The poems are all marked by Faulkner’s idea that the past isn’t even past. “Montana, 1990,” for example, ends with the lines, “and I wanted to give my bones away, // let them drift off softened by rain / and disappearing into time.” And “Richmond” contains the lines, “That city of ghosts might live inside us yet. / I want to crawl inside time, // ring a bell marking an important moment of history.” How does the burden of history play into your work as a writer?

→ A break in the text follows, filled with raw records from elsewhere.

PR #3336, opened 2026-07-17
test(sdn): drop the serviceexposure chainsaw suite left after the feature removal

androndo:
## What this PR does

Removes the dead `serviceexposure` chainsaw suite and its wiring. Commit 3dbc7d366 dropped ExposureClass/ServiceExposure (api/network, the controller, and the `network.cozystack.io` CRDs shipped in `cozystack-controller/definitions`) in favor of the native LoadBalancer path, but the chainsaw port that landed the next day (dd2f89d20) brought the suite along, so it tests an API that no longer exists.

Since then every full-suite E2E run — any PR touching core paths, and every release cut — fails `serviceexposure-delete` and `serviceexposure-externalips` with `no matches for network.cozystack.io/v1alpha1` (see the crust-gather snapshot of e.g. run 29561399440 on #3333: the network CRDs are absent while sibling CRDs from the same `definitions/` dir, like `tenantgateways.gateway.cozystack.io`, are present, confirming the chart applied and the API is simply gone).

Alongside the suite dir this drops the `suite_to_source` case and its core-platform bats test in `hack/select-install*`, the now-unreachable `-` mapping mechanism itself (no suite returns it anymore and its only executable coverage was the removed bats test; re-adding the three lines with the next core-platform-owned suite is cheaper than keeping an untestable dead branch), and the suite list entry in `hack/e2e-chainsaw/README.md`. The `securitygroup` suite from the same port is alive and green and is untouched. If the native LoadBalancer replacement needs E2E coverage, that is a new suite against the new API, not a revival of this one.

Verified: `hack/select-install.sh --validate` passes (97 sources), `select-install_test.bats` 17/17, `select-e2e_test.bats` 13/13.

## Release note

```release-note
NONE
```

## Summary by CodeRabbit

* **Bug Fixes**
  * Tightened installation suite-to-PackageSource validation: `serviceexposure` no longer has special handling, and mappings to `-` are now treated as invalid unless the referenced PackageSource exists.

* **Tests**
  * Removed Chainsaw E2E fixture coverage and manifests for `serviceexposure`, and updated the listed E2E suites accordingly.
  * Updated installation mapping tests to match the stricter validation and added a negative validation case for a missing mapped PackageSource.

* **Documentation**
  * Updated contributing guidance to reference the `networking.publishing.externalIPs` → `publishing.loadBalancerClass` migration.


myasnikovdaniil (dismissed):

IvanHunters (approved):
Reviewed hermetically. LGTM with non-blocking notes. Clean and complete removal of a stale E2E fixture; coverage is preserved, not just deleted.

Removal completeness (verified twice):
- grep for `serviceexposure`/`ServiceExposure`/`ExposureClass` and for the removed API group `network.cozystack.io`: zero hits across the tree.
- The two remaining `"-"` occurrences in `select-install.sh` (L16, L53) are the unrelated read-from-stdin `suites_arg="-"` feature, not the removed `suite_to_source` sentinel; correctly left intact.
- No CI workflow references the suite; there is no exposure controller in `internal/controller`.

Unblocking E2E: consistent with the hypothesis. The deleted fixture applied `kind: ServiceExposure`/`ExposureClass` in `network.cozystack.io/v1alpha1`, an API group that no longer exists, so the suite failed at apply time and passed `select-install --validate` only via the `-` sentinel, which masked the runtime break. The green E2E run is the final confirmation.

Prior concerns addressed:
- The gemini suggestion to keep the `-` mapping via a dummy suite was resolved more cleanly: since serviceexposure was its sole consumer, the `-` sentinel was removed from `suite_to_source()` entirely and a fail-closed suite-mapping contract test was added in `--validate`.

Test adequacy: net coverage improves. The removed unit test only exercised the now-deleted `-` branch; the added `validate detects a suite mapped to a source absent from the graph` test pins the real fail-closed behaviour.

Non-blocking:
- `hack/select-install_test.bats:193`: the new negative test asserts non-zero exit via `err=$(...) && { ...; exit 1; }`. It works, but the file header documents the house convention of inverting with `if` so `set -e` does not abort; every other test follows that idiom. Style-consistency only.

Oh, I love that you see it that way John! Any conclusions I reach about history, or, more likely, the questions I raise, come from my privilege to have moved, through my academic studies and employment by colleges and universities, around this beautiful country of ours. Five years of living in the south, and being married twenty years to a Southerner (Roanoke, VA), have given me a deep, visceral sense of the conflicts in the southern landscape, with varieties of identity and the phenomenally rich history of storytelling. As a contrast, living near and traveling along the Highline (route 2) from North Dakota to Idaho taught me how to listen to Native American voices and stories of the frontier. I have been so lucky. My deepest sense of history derives from my home in Iowa. I come from people who enjoy the moment—we like to swim in the river, attend Mass, drink beer, play cards, do and watch sports, and laugh a lot. And history is so resonant in that water-carved Mississippi river city. Twain’s undammed current is not hard to imagine beneath the steep bluffs, and the quiet neighborhoods contain secret caves and old lead mines. In Dubuque it is easy to disappear into a pocket of woods and find hide-outs in the hollows of the hills. My sense of history and my understanding of what it means to write poetry starts with this sense of being alive—I am here now— in a place where the ghosts of the past feel nearby and possible to hear.